ACTION ITEM: Output exactly the first line of the listing and each line after it, through the line that contains "Add capability to"; add nothing else.

PROVIDED MATERIAL:
PR #2937, opened 2018-02-19
Add "exclude" capabilities to filters.py 

lbeaufort:
Add capability to search for results not matching a certain value

Update `filters.py` : `filter_match`, `filter_multi`, `filter_fulltext` to use `not_in` functionality to exclude results with a certain value when passed `parameter=-value`. I also check for when API is passed "key=A and key!=B" and handled that behavior by splitting out the arguments

- [x] Use list comprehension in `filter_multi`?
- [x] Add automated tests
- [x] Use [instance](https://github.com/18F/openFEC/pull/2937#discussion_r169325116)
- [x] update all filter functions: `filter_fulltext`
- [x] Add combo exclude/include test for `filter_multi`

___
Filters that didn't get updated with exclude capabilities:
`filter_range` exclude - possibly for the future, this hasn't been requested.
`filter_contributor_type`? `filter_election` - not needed

### DIFF
--- a/webservices/filters.py
+++ b/webservices/filters.py
@@ -5,17 +5,47 @@ from webservices import exceptions
 from webservices.common import models
 
 
+def is_exclude_arg(arg):
+    # Handle string and int excludes
+    return str(arg).startswith('-')
+
+
+def parse_exclude_arg(arg):
+    # Integers will come in as negative and strings will start with -
+    if type(arg) is int:
+        return abs(arg)
+    else:
+        return arg[1:]
+
+
 def filter_match(query, kwargs, fields):
     for key, column in fields:
         if kwargs.get(key) is not None:
-            query = query.filter(column == kwargs[key])
+            # Handle string and int excludes
+            if is_exclude_arg(kwargs[key]):
+                query = query.filter(column != parse_exclude_arg(kwargs[key]))
+            else:
+                query = query.filter(column == kwargs[key])
     return query
+
 
 def filter_multi(query, kwargs, fields):
     for key, column in fields:
         if kwargs.get(key):
-            query = query.filter(column.in_(kwargs[key]))
+            #loop through list and exclude or include
+            exclude_list = []
+            include_list = []
+            for value in kwargs[key]:
+                if is_exclude_arg(value):
+                    exclude_list.append(parse_exclude_arg(value))
+                else:
+                    include_list.append(value)
+            if len(exclude_list) > 0:
+                query = query.filter(column.notin_(exclude_list))
+            if len(include_list) > 0:
+                query = query.filter(column.in_(include_list))
     return query
+
 
 def filter_range(query, kwargs, fields):
     for (min_key, max_key), column in fields:
@@ -24,6 +54,7 @@ def filter_range(query, kwargs, fields):
         if kwargs.get(max_key) is not None:
             query = query.filter(column <= kwargs[max_key])
     return query
+
 
 def filter_fulltext(query, kwargs, fields):
     for key, column in fields:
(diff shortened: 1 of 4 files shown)


webservices/filters.py
```diff
@@ -5,18 +5,42 @@
 from webservices.common import models
 
 
+def is_exclude_arg(arg):
+    # Handle string and int excludes
+    return str(arg).startswith('-')
```
ccostino: I think this is an appropriate abstraction here - if we ever change how we want to handle URL parameters for filtering, particularly around exclusion, we just have to worry about this spot. :-)

webservices/filters.py
```diff
@@ -5,18 +5,42 @@
...
+
+
+def parse_exclude_arg(arg):
+    # Integers will come in as negative and strings will start with -
+    if type(arg) is int:
+        return abs(arg)
+    else:
+        return arg[1:]
```
ccostino: Nicely done, accounting for different parameter types!

webservices/filters.py
```diff
@@ -5,18 +5,42 @@
...
 
 
+def is_exclude_arg(arg):
+    # Handle string and int excludes
+    return str(arg).startswith('-')
+
+
+def parse_exclude_arg(arg):
+    # Integers will come in as negative and strings will start with -
+    if type(arg) is int:
```
ccostino: You might want to consider using [`isinstance`](https://docs.python.org/3/library/functions.html#isinstance) here instead (here's a [detailed explanation why on Stack Overflow](https://stackoverflow.com/a/1549854)), this way if `WebArgs` ever changes how parameters of an `int` type are handled by subclassing, we'll be covered. :-)

As an example, this line would become:

```python
if isinstance(arg, int):
```

webservices/filters.py
```diff
@@ -5,18 +5,42 @@
...
+
+
 def filter_match(query, kwargs, fields):
     for key, column in fields:
         if kwargs.get(key) is not None:
-            query = query.filter(column == kwargs[key])
+            if is_exclude_arg(kwargs[key]):
+                query = query.filter(column != parse_exclude_arg(kwargs[key]))
+            else:
+                query = query.filter(column == kwargs[key])
```
ccostino: Exactly what I had in mind, nice!

webservices/filters.py
```diff
@@ -5,18 +5,42 @@
...
     for key, column in fields:
         if kwargs.get(key):
-            query = query.filter(column.in_(kwargs[key]))
+            # handle combination exclude/include lists
+            exclude_list = [parse_exclude_arg(value) for value in kwargs[key] if is_exclude_arg(value)]
+            include_list = [value for value in kwargs[key] if not is_exclude_arg(value)]
+            if exclude_list:
+                query = query.filter(column.notin_(exclude_list))
+            if include_list:
+                query = query.filter(column.in_(include_list))
```
ccostino: Looks great so far!

webservices/filters.py
```diff
@@ -25,23 +49,35 @@ def filter_range(query, kwargs, fields):
...
     for key, column in fields:
         if kwargs.get(key):
-            filters = [
-                column.match(utils.parse_fulltext(value))
-                for value in kwargs[key]
-            ]
-            query = query.filter(sa.or_(*filters))
+            exclude_list = [parse_exclude_arg(value) for value in kwargs[key] if is_exclude_arg(value)]
+            include_list = [value for value in kwargs[key] if not is_exclude_arg(value)]
+            if exclude_list:
```
lbeaufort: @ccostino and @LindsayYoung - the `filter_fulltext` changes are the part I feel could use the most scrutiny.

ccostino: I am mulling this over in my head and this all looks right to me.  The spot I'm not 100% on (but would be easy to check) is that the query gets constructed correctly given the mix of `and` and `or`.

I think this is constructed correctly, where things that are excluded are all `and` within the query, and things to be included are all combined with `or` (in other words:  a value is not `x` and `y` and `z`, but is `a` or `b` or `c`).  I just want to be sure. :-)

lbeaufort: Thanks @ccostino! I agree - when I checked the queries I was a bit surprised not to see parentheses in there. I updated the issue to do lots more of manual testing, especially for combo include/exclude for fulltext filters. I've tested a fair amount so far but I think I might take an inventory of which endpoints use `match`, `multi` and `fulltext` to see if I can do some more extensive/comprehensive manual tests.

PR #2964, opened 2018-02-27
Use gradle to build flyway distZip app

vrajmohan:


data/flyway/build.gradle
```diff
@@ -0,0 +1,83 @@
...
+            }
+            from(createMigrationsDir) {
+                into "migrations"
+            }
+            from(createRunScript) {
+                into "bin"
+            }
+        }
+    }
+}
```
rjayasekera: Can we have a brief discussion of what this file is doing and a overall explanation of gradle in general.  Looks like we use gradle to package (zip) this application for distribution and unzip/copy in the target environment. Why point to mavenCentral in the repositories section?

data/flyway/manifest_headless_flyway.yml
```diff
@@ -0,0 +1,13 @@
...
+  buildpack: java_buildpack
+  health-check-type: process
+  no-route: true
+  command: /home/vcap/app/flyway/bin/run.sh && echo SUCCESS && sleep infinity
+  path: build/distributions/flyway.zip
+  env:
+      CLASSPATH: app/gradle/lib/flyway-commandline-5.0.2.jar:app/gradle/lib/flyway-core-5.0.2.jar
+      JAVA_HOME: /home/vcap/app/.java-buildpack/open_jdk_jre
+  services:
+      - fec-flyway-creds
```
rjayasekera: Looks like this application runs as soon as the deployment is done.  Is that true?  Then why sleep infinity after the run? Need to run once only right?

data/flyway/run.sh
```diff
@@ -0,0 +1,2 @@
+JDBC_URL=`echo $VCAP_SERVICES | jq -r '.["user-provided"][0]["credentials"]["JDBC_URL"]'`
+/home/vcap/app/flyway/bin/flyway -n -locations=filesystem:/home/vcap/app/flyway/migrations -url="${JDBC_URL}" info && echo SUCCESS
```
rjayasekera: Need to change "info" to "migrate" during the real run.

rjayasekera:
This is great.  Vraj, thanks for your help on this issue.

data/flyway/manifest_headless_flyway.yml
ccostino: @rjayasekera that's exactly why that instruction is in there, because we only want it to run once. :-)

When you deploy an application, it'll run as soon as the deployment finishes.  However, there are also health checks involved and in most cases an application will be something that is intended to run indefinitely, e.g., a web server/process for a web application.  If the process ends for some reason, Cloud Foundry will restart it automatically for us (or at least try to).

In this case, we're deploying an application that has a finite end to it and isn't supposed to be run again or indefinitely, so we want it to stop.  Hence the `sleep infinity` instruction, which will run as soon as the operation completes successfully.  This will ensure that the application runs successfully but won't run multiple times.

These instructions are outlined in detail in the [cloud.gov documentation](https://cloud.gov/docs/getting-started/one-off-tasks/#deploy-an-app-that-performs-a-task).  If anything we may want to make a couple of adjustments here to match what they have written (or cross check them with the latest Cloud Foundry documentation and go with what's best).

Does this answer your question?

data/flyway/run.sh
ccostino: Nice catch, @rjayasekera!

data/flyway/build.gradle
ccostino: @rjayasekera that's a good idea; do you feel we need to have that before this is merged or are you comfortable moving forward with this work and discussing after?

ccostino:
🎉 awesome!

YOUR SOLUTION:
PR #2937, opened 2018-02-19
Add "exclude" capabilities to filters.py 

lbeaufort:
Add capability to search for results not matching a certain value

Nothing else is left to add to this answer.